What remained was bloody electioneering among aspiring totalitarians causing them to grasp and retain their power by crafting superior alliances of human cunning and animal brutality. For them dazzling spectacle and mercurial oratory belie principled commitment to a continuum where politics is war without bloodshed, and war is politics with bloodshed. Once acquired these skills easily replicate through generations for managing philosophies from Democracy to Communism. The natural result in our present time establishes “The Democratic (or) Islamic Peoples Republic of Whatever”.

Contrary to what media sources insist, Glenn Beck does not indulge in paranoid fantasy concerning the Muslim Brotherhood. He relates caution consistent with its history since founding in 1928 for notable events such as allying with Hitler, planning the assassination of Nasser, and supporting Hamas, notwithstanding its ongoing involvement with terrorism. His analysis points up the question of why this would and organizations like Ai Qaeda, Hamas, Hezbollah, and successors ever abandon strategies proven throughout a millennium?

To council a Middle East contending against such electioneering, Obama brings his newly minted Nobel Peace Prize, and all the nominating committee’s comforting assurances. However, he must deal with people sharing the perception of Greg Lewis in American Thinker, who painted the picture of Obama as displaying classic beta male behavior. The alpha male dog approaches directly, while the beta male displays acquiescent gestures signaling uncompromising submission. Lewis saw submissiveness in offering conciliatory gestures to Sudanese leader Omar Hassan al-Bashir, in sending John Kerry to meet Syrian leader Bashar al-Assad, in bowing to King Abdullah, in airy discussions with Hugo Chavez and David Ortega, and in generally ridiculing the U.S. whenever he appears on an international stage.

Of course these actions were constructive within the worldview continually vetted by the liberal constituencies Obama cherishes. For these people the best approaches to diplomacy and politics reside within modern game theory for which John Nash and others received their Nobel prizes.
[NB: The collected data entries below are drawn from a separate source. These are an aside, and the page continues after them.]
PR #83, opened 2020-05-25
Mute all alerts to sre-p from openshift-operators namespace

oddtazz:
Mute all alerts to sre-p from openshift-operators namespace

https://issues.redhat.com/browse/OSD-3569

https://redhat.pagerduty.com/alerts/P1Q5QBZ

This is a namespace where customers can deploy operators. SRE doesn't support those operators. Therefore, SRE shouldn't be alerted if there are any problems in that namespace.

Done:

    SREP is not alerted for any issues in openshift-operators namespace

### DIFF
--- a/pkg/controller/secret/secret_controller.go
+++ b/pkg/controller/secret/secret_controller.go
@@ -115,6 +115,8 @@ func createPagerdutyRoute() *alertmanager.Route {
 		{Receiver: receiverNull, Match: map[string]string{"alertname": "NodeFilesystemSpaceFillingUp", "severity": "warning"}},
 		// https://issues.redhat.com/browse/OSD-2611
 		{Receiver: receiverNull, Match: map[string]string{"namespace": "openshift-customer-monitoring"}},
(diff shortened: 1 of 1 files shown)


pkg/controller/secret/secret_controller.go
```diff
@@ -115,6 +115,8 @@ func createPagerdutyRoute() *alertmanager.Route {
 		{Receiver: receiverNull, Match: map[string]string{"alertname": "NodeFilesystemSpaceFillingUp", "severity": "warning"}},
 		// https://issues.redhat.com/browse/OSD-2611
 		{Receiver: receiverNull, Match: map[string]string{"namespace": "openshift-customer-monitoring"}},
+                // https://issues.redhat.com/browse/OSD-3569
+                {Receiver: receiverNull, Match: map[string]string{"namespace": "openshift-operators"}},
```
cblecker, line 119: Looks like whitespace is off?

oddtazz: Fixed :)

All believe Islamic societies should realize the brilliance of Western conflict resolution, and should enter into peaceful, meaningful dialogues achieving gentle understandings and transitions. When instead Oriental opponents manage perceptions of submissive posturing into concessions exchanged for photo ops and sound bites, such constituencies become befuddled by the intricacies and chicanery of this unorthodox diplomacy.
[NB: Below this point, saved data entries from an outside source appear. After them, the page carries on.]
PR #84, opened 2020-05-25
Add codecov configuration

cblecker:


2uasimojo:
Should this/a codecov config be part of the [SOP](https://github.com/openshift/ops-sop/blob/master/services/codecov.md)?

2uasimojo:
> Should this/a codecov config be part of the [SOP](https://github.com/openshift/ops-sop/blob/master/services/codecov.md)?

Done via https://github.com/openshift/ops-sop/pull/799

PR #92, opened 2020-07-08
Silence TargetDown for redhat- NS

dofinn:


jewzaam:
/lgtm
/approve

context: https://github.com/openshift/cluster-monitoring-operator/pull/835/files

RiRa12621:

In case one considers this a Democrat affliction only, consider that the Bush Administration also embraced thinking from our best universities. It abandoned the interim council of 25 ethnically and religiously diverse members, who produced the Transitional Administrative Law (TAL) as basis for a new Iraq constitution. Its’ 39 articles were unique in the Arab world for conceiving republican, federal, democratic and pluralistic government guaranteeing rights for speech, religion, private property, etc. for all including Christians, Jews and former Ba’athists. Instead they artlessly marginalized these unique leaders and this document by adopting a U.N. brokered plan put forth by Algeria, which encouraged traditional authoritative Arab rule.

T. E. Lawrence provides valuable insights about Arab countries, because though he was clearly an intellectual, his education was tempered by extensive travels from 1909 to 1914 away from the colonial community, even before he lead the Arab revolt in WW I. In the Seven Pillars of Wisdom he says, “They are a people of starts, for whom the abstract was the strongest motive, the process of infinite courage and variety, and the end nothing. They were as unstable as water, and like water would perhaps finally prevail. Since the dawn of life, in successive waves they had been dashing themselves against the coasts of flesh. Each wave was broken, but, like the sea, wore away ever so little of the granite on which it failed, and some day, ages yet, might roll unchecked over the place the material world has been and God would move upon the face of those waters”.

The United States, as a super power and the beneficiary of an anomalous revolution resulting in personal liberty, has a moral responsibility to bear any burden to spread the ideals to which we aspire, not only in Egypt and Tunisia, but throughout the Middle East. Notwithstanding the necessity for real politick, our country should offer moral leadership by seeking out and supporting the yet anonymous, selfless individuals and constituencies willing to endanger their lives and those of their families to establish durable economic models and representative governments. With our help such people and constituencies might not be broken by the granite of secular totalitarianism or Islamic Fundamentalism. The United States should be considered a dependable, if difficult ally or enemy.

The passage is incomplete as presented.